Didattica Attiva, Esperienziale, Interdisciplinare

Per un apprendimento ‘vivenciale’, incarnato, significativo

L’Educazione Biocentrica si basa sulla concezione dell’esperienza del vivere come processo permanente di formazione. Gli aspetti qualificanti un contesto di apprendimento alla vita rivelano la necessità di integrare nuovi assunti metodologico-didattici che mirino a favorire lo sviluppo integrale e il benessere del bambino. Ciò si traduce nell’incorporare nuovi contenuti programmatici alla pratica educativa e didattica, che permettano di far vivere al bambino la propria autenticità, che valorizzino il suo sentire, i suoi desideri e bisogni, la sua unicità e originalità. 

Tale approccio innovativo alla didattica è orientato allo sviluppo di un apprendimento ‘vivenciale’, ossia incarnato, significativo, correlato alle funzioni elaborative complesse. E’ difficile capirne la portata per la maggior parte di noi che abbiamo incorporato un apprendimento meccanico stimolato da un approcci istruzionista – mentalista, di cui sono noti gli effetti disfunzionali sulla sfera percettivo-sensoriale interpretativa, sulla propriocezione e sullo schema corporeo.

L’approccio didattico Biocentrico si focalizza sul bambino, suoi suoi interessi e la sua motivazione ad apprendere. Aspetti come il piacere e l’entusiasmo di esplorare con i cinque sensi, la gratificazione di condividere con i compagni vissuti personali significativi, argomenti o temi di interesse, sono occasioni preziose a nutrimento del singolo e del gruppo, e per rinforzare la molla motivazionale verso una conoscenza partecipata e condivisa, la solidarietà e la cooperazione, la sensibilizzazione verso la difesa ecologica, contrariamente agli atteggiamenti individualisti, efficientisti e antagonisti trasmessi nella maggior parte dei contesti scolastici.
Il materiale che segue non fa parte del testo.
PR #1569, opened 2024-04-11
Use "post-release" versioning

martindurant:
For version 2024.3.1, further dev commits or working tree will have versions like 2024.3.1.XXX rather than 2024.3.2.XXX to allow s3fs and gcsfs's requirements in CI to be met.

### DIFF
--- a/pyproject.toml
+++ b/pyproject.toml
@@ -135,6 +135,7 @@ Homepage = "https://github.com/fsspec/filesystem_spec"
 
 [tool.hatch.version]
 source = "vcs"
+raw-options = {'version_scheme'='post-release'}
 
 [tool.hatch.build.hooks.vcs]
 version-file = "fsspec/_version.py"


fleming79:
I think you may also need to modify the dependency requirement in s3fs. Currently it is set as `fsspec==2024.3.1` for s3fs. 

Perhaps `fsspec==2024.3.1.*` might be suitable.

martindurant:
> Perhaps fsspec==2024.3.1.* might be suitable.

No, this would not match "2024.3.1" , I believe

martindurant:
```
$ pip install fsspec==2024.3.1.* --force-reinstall
zsh: no matches found: fsspec==2024.3.1.*
```

martindurant:
I am wrong
```
$ pip install "fsspec==2024.3.1.*" --force-reinstall
Collecting fsspec==2024.3.1.*
  Using cached fsspec-2024.3.1-py3-none-any.whl.metadata (6.8 kB)
Using cached fsspec-2024.3.1-py3-none-any.whl (171 kB)
Installing collected packages: fsspec
Successfully installed fsspec-2024.3.1
```

martindurant:
Indeed. Thanks for the ping, here's to remembering to do that.

PR #1576, opened 2024-04-16
Do not swallow errors on mv

### LINKED ISSUE #1559: fs.mv swallows copy errors

Skylion007:
fixes #1559 . This prevents data corruption when using fsspec.mv and adds a unit test.

### DIFF
--- a/docs/source/index.rst
+++ b/docs/source/index.rst
@@ -53,7 +53,7 @@ The following libraries use ``fsspec`` internally for path and file handling:
    maintainable and modular data science code
 #. `pyxet`_, a Python library for mounting and
    accessing very large datasets from XetHub
-#. `Huggingface🤗 Datasets`_, a popular library to 
+#. `Huggingface🤗 Datasets`_, a popular library to
    load&manipulate data for Deep Learning models
 
 ``fsspec`` filesystems are also supported by:
--- a/fsspec/tests/abstract/mv.py
+++ b/fsspec/tests/abstract/mv.py
@@ -1,0 +1,29 @@
+from unittest.mock import patch
+
+import pytest
+
+import fsspec
+
+
+def test_move_raises_error_with_tmpdir(tmpdir):
+    # Create a file in the temporary directory
+    source = tmpdir.join("source_file.txt")
+    source.write("content")
+
+    # Define a destination that simulates a protected or invalid path
+    destination = tmpdir.join("non_existent_directory/destination_file.txt")
+
+    # Instantiate the filesystem (assuming the local file system interface)
+    fs = fsspec.filesystem("file")
+
+    # Patch the entire `mv` method to control the behavior fully
+    with patch.object(fs, "mv", autospec=True) as mock_mv:
+        # Configure the mock to raise an OSError when called
+        mock_mv.side_effect = OSError("Unable to move the file")
+
+        # Use the actual file paths as string
+        with pytest.raises(OSError) as excinfo:
+            fs.mv(str(source), str(destination))
+
+        # Assert the message of the raised OSError matches the expected message
+        assert "Unable to move the file" in str(excinfo.value)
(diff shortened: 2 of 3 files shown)


docs/source/index.rst
```diff
@@ -53,7 +53,7 @@ The following libraries use ``fsspec`` internally for path and file handling:
    maintainable and modular data science code
 #. `pyxet`_, a Python library for mounting and
    accessing very large datasets from XetHub
-#. `Huggingface🤗 Datasets`_, a popular library to 
+#. `Huggingface🤗 Datasets`_, a popular library to
```
Skylion007, line 56: This is due a lint failure on master

Skylion007:
Current failres appear to be flakes

martindurant:
Do you think `mv` should have an `on_error` of its own? I can see an argument that we should not delete any file if the copy phase failed, or maybe that we should delete, but only for those files that successfully moved.

Skylion007:
@martindurant Regardless, we should never delete the src files if the copy failed, wouldn't you agree? Otherwise, the src files could be lost and data corruption could occur.

martindurant:
Agreed, but should we delete the ones that did copy ok? If we raise here, we lose the information on which ones copied and which did not.

Skylion007:
> Agreed, but should we delete the ones that did copy ok? If we raise here, we lose the information on which ones copied and which did not.

Hmm, we could try, but we don't guarantee that would could even delete them I suppose. That could be a fix in a subsequent PR for sure, but the current behavior of deleting the files whether the copy succeeds or not is extremely dangerous.

Whether this is a big or not, `on_error` only ignores FileNotFoundErrors, and does not ignore PermissionDeniedError or other issues which is better than I feared.

To be honest, the error handling, path expansion, unit tests and just generally consistency of all all the spec utility functions are in dire need of a clean up.

fsspec/tests/abstract/mv.py
```diff
@@ -0,0 +1,57 @@
...
+    # Create a file in the temporary directory
+    source = tmpdir.join("source_file.txt")
+    source.write("content")
+
+    # Create a protected directory (non-writable)
+    protected_dir = tmpdir.mkdir("protected_directory")
+    protected_path = str(protected_dir)
+
+    # Set the directory to read-only
+    if os.name == "nt":
```
martindurant, line 35: Does this clean up after the test?

martindurant: Oh sorry, I see you did this below; it would leave orphan directories if the test fails before getting there, so a fixture would be better

martindurant:
OK, I'm going to merge this as being better behaviour than before; however, we should 
- fix copy to allow on_error="return", returning the list of files that were successfully copied or exception instances for each failure. The output list will be the same length as the number of file copies attempted
- allow mv to have on_error="return"|"omit" (or "ignore"), which will delete only those files which copied. "return" would provide the exceptions back.

fsspec/tests/abstract/mv.py
Skylion007: Would this leave orphaned directories though @martindurant ? Wouldn't the tmpdir fixture clean them up? Or am I missing? Or would the permission issue prevent that...

Skylion007:
@martindurant Why not just allow on_error to be a callback object? That seems like it could be useful instead of adding more and more strings that backends potentially need to support?

martindurant:
> allow on_error to be a callback object?

If you can figure out a way to phrase that... but of course, we have quite some code depending on the current structure. Maybe an enum is a good idea, so at least the possibilities are clearly defined.

fsspec/tests/abstract/mv.py
martindurant: That's what I am thining. I don't know how smart the tmpdir fixture is, I am surprised if it considers permissions.

PR #1591, opened 2024-04-23
Stringify url in `url_to_fs`

mariosasko:
Call `stringify_path` on the `url` value in `url_to_fs` to be consistent with `get_fs_token_paths`.


mariosasko:
This minor inconsistency has caused us problems in `datasets`: https://github.com/huggingface/datasets/issues/6829.

martindurant:
I am sad to see the proliferation of Path in python (jokes)

PR #1592, opened 2024-04-23
Add bulk_mkdirs

martindurant:


fsspec/spec.py
```diff
@@ -306,6 +306,9 @@ def makedirs(self, path, exist_ok=False):
         """
         pass  # not necessary to implement, may not have directories
 
+    def bulk_makedirs(self, path, **kw):
```
Skylion007, line 309: Why do we need a special function here instead of modifying the makedirs function?

martindurant: I had imagined it like cp/cp_file

Skylion007: Why can't we just override makedirs to no check if the dirrectory exists for object stores since we directories aren't really a concept there?

martindurant: _makedirs is overidden by implementations already, so every implementation would have to make the list-of-paths check or do some sort of super()

Skylion007: Ah, I see now what you mean... BTW, @martindurant this might be a good time to start introducing the typing.override hints I mentioned in a Github issue.

Skylion007: I am still confused is this suppose to overridden by the implementation? Are there are implementations that override it currently?

martindurant: No there are none, but s3fs would be the first, since we don't want to check the existence of every directory, only the root bucket, or try to make the bucket multiple times.

martindurant: If you can think of a simpler way to do it, happy to hear!

PR #1602, opened 2024-05-15
Start enforcing bugbear rules (B)

DimitriPapadopoulos:


fsspec/implementations/cached.py
```diff
@@ -438,9 +437,6 @@ def __getattribute__(self, item):
             "cache_size",
             "pipe_file",
             "pipe",
-            "isdir",
```
martindurant, line 441: These ones, plus `_mkcache` above should very likely be kept in this list - the caching filesystem can care about intercepting the target filesystem for these operations. On what basis are they being removed?

DimitriPapadopoulos: They are duplicate items of a set.

fsspec/caching.py
```diff
@@ -597,7 +597,7 @@ def __init__(
 
             self.data = dict(zip(offsets, blocks))
         else:
-            self.data = data
+            self.data = {}
```
Skylion007, line 600:
```suggestion
            self.data = dict()
```
`{}` is an empty set, not an empty dict. I'm surprised mypy didn't throw a fit. 

Technically behavior change since the empty dict is copy instead of pass by reference, but should be fine I suppose.

Skylion007 (changes requested):
1 major bug in fsspec caching. Otherwise, looks good to me. Can we also enable the 'B' checks in ruff in pyproject.toml?

fsspec/caching.py
DimitriPapadopoulos: I could change to:
```python
        else if data is None:
            self.data = dict()
        else:
            self.data = data
```
However, I believe the most common idiom is to handle `None` and empty containers the same: create a new empty container.

martindurant: > {} is an empty set, not an empty dict

This is not so

```python
>>> type({})
dict
```

This is because `{}` was around in the language before sets existed at all (dicts were there from the start)

martindurant: ruff says:
```
fsspec/caching.py:600:25: C408 Unnecessary `dict` call (rewrite as a literal)
```

Skylion007: Whoops, got them mixed up. 👍

fsspec/caching.py
```diff
@@ -597,7 +597,7 @@ def __init__(
 
             self.data = dict(zip(offsets, blocks))
         else:
-            self.data = data
+            self.data = dict()
```
Skylion007, line 600:
```suggestion
            self.data = {}
```
Apologies for my incorrect feedback before.

fsspec/caching.py
DimitriPapadopoulos: Perhaps rule C408 should be disabled.

Skylion007 (approved):

Skylion007:
Please uncomment this line to enable the bugbear rules:
https://github.com/fsspec/filesystem_spec/blob/0bb3f26c412d7ad9b2d52a5c32265014709d1c1f/pyproject.toml#L152

DimitriPapadopoulos:
We're not there yet, the following rules need to be have not yet been applied:
* [B007](https://docs.astral.sh/ruff/rules/unused-loop-control-variable/)
* [B011](https://docs.astral.sh/ruff/rules/assert-false/)
* [B019](https://docs.astral.sh/ruff/rules/cached-instance-method/)
* [B020](https://docs.astral.sh/ruff/rules/loop-variable-overrides-iterator/)
* [B026](https://docs.astral.sh/ruff/rules/star-arg-unpacking-after-keyword-arg/)
* [B028](https://docs.astral.sh/ruff/rules/no-explicit-stacklevel/)
* [B034](https://docs.astral.sh/ruff/rules/re-sub-positional-args/)
* [B904](https://docs.astral.sh/ruff/rules/raise-without-from-inside-except/)

My fear was that the maintainers wouldn't accept all rules, so I started with the most useful. Do you think I should enforce them all?

martindurant:
I believe going piecemeal is the best approach, as you have been doing

DimitriPapadopoulos:
What I can do is enable `B` rules in general, and ignore the above specific rules.

fsspec/caching.py
```diff
@@ -574,7 +574,7 @@ def __init__(
         blocksize: int,
         fetcher: Fetcher,
         size: int,
-        data: dict[tuple[int, int], bytes] = {},
+        data: dict[tuple[int, int], bytes] = None,
```
martindurant, line 577: The type hint is now wrong. It could be made into a class attribute hint instead...

fsspec/compression.py
```diff
@@ -139,7 +139,7 @@ def _fetch_range(self, start, end):
 try:
     import snappy
 
-    snappy.compress
+    snappy.compress  # noqa: B018
```
martindurant, line 142: We could call this on something
```suggestion
    snappy.compress(b"0")
```

fsspec/tests/test_core.py
```diff
@@ -21,7 +21,9 @@
 
 
 @contextmanager
-def tempzip(data={}):
+def tempzip(data=None):
+    if data is None:
+        data = {}
```
martindurant, line 26: I usually write 
```suggestion
    data = data or {}
```

fsspec/tests/test_utils.py
```diff
@@ -381,7 +381,7 @@ def client(self):
             return mock
 
         def func_2(self):
-            assert False, "have to overwrite this"
+            assert False, "have to overwrite this"  # noqa: B011
```
martindurant, line 384: `raise AssertError` ?

fsspec/compression.py
DimitriPapadopoulos: Perhaps even `b""`?

fsspec/tests/test_core.py
DimitriPapadopoulos: I prefer it too, but other maintainers find it less readable. Will change it.

fsspec/tests/test_utils.py
DimitriPapadopoulos: Or perhaps disable this rule in all tests?

fsspec/caching.py
DimitriPapadopoulos: Indeed `dict` would be consistent with `dict(zip(offsets, blocks))`, two lines above.

fsspec/caching.py
DimitriPapadopoulos: I've added `Optional[]` for consistency with the other arguments, which all have a type hint.

fsspec/compression.py
martindurant: Apparently b"" is fine - I had assumed it needed some content.

fsspec/tests/test_utils.py
martindurant: This is certainly a special case, it's not normal to `assert False`! On second thoughts, I'm OK with the original `noqa` too.

martindurant:
I see you added additional rules one by one - is the process now finished?

fsspec/tests/test_utils.py
DimitriPapadopoulos: I changed to `raise AssertionError` in the mean time. Is that OK?

Skylion007 (approved):

fsspec/compression.py
```diff
@@ -139,7 +139,7 @@ def _fetch_range(self, start, end):
 try:
     import snappy
 
-    snappy.compress
+    snappy.compress(b"")
```
Skylion007, line 142: Wait, this one isn't quite right, it's an attribute look up that could be an assert statement I suppose

DimitriPapadopoulos: Indeed, I guess the idea was that the `compress(b"")` call cannot fail; any error has to be an attribute look up. I can revert to the pure attribute look up with `# noqa`, it had the merit to be more explicit.

martindurant: An assert in regular code is not recommended, since they can be turned off for the whole interpreter session. I think the function call is fine, or if we wanted a different function call to appease linting, we could do a `getattr`.

Background: `snappy-python` is not the only installable to provide a package called `snappy` (not my fault!), so this is a way to differentiate. Actually, snappy-compressing whole files (as opposed to buffers within files) is super-rare, so we could perhaps even remove this, rather than increase import time by checking this. We should probably not be importing anything at import time!

```
In [1]: import fsspec
In [2]: import sys
In [3]: "snappy" in sys.modules
Out[3]: True
```

I intend to merge this PR as is; @DimitriPapadopoulos or @Skylion007 , you are most welcome to make a PR to defer imports in the fsspec.compression module.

L’approccio didattico Biocentrico è orientato a favorire nei bambini una partecipazione attiva, vivace, stimolante, e a nutrire i loro bisogni evolutivi affinché diventino sempre più consapevoli di sé stessi e protagonisti dei loro processi di apprendimento.

Il bambino deve poter esprimere la propria immaginazione non ripetere schemi già fatti. Nel disegno e nella pittura deve scoprire come dipingere il movimento, l’energia vivente, sviluppando tematiche legate alle proprie esperienze personali.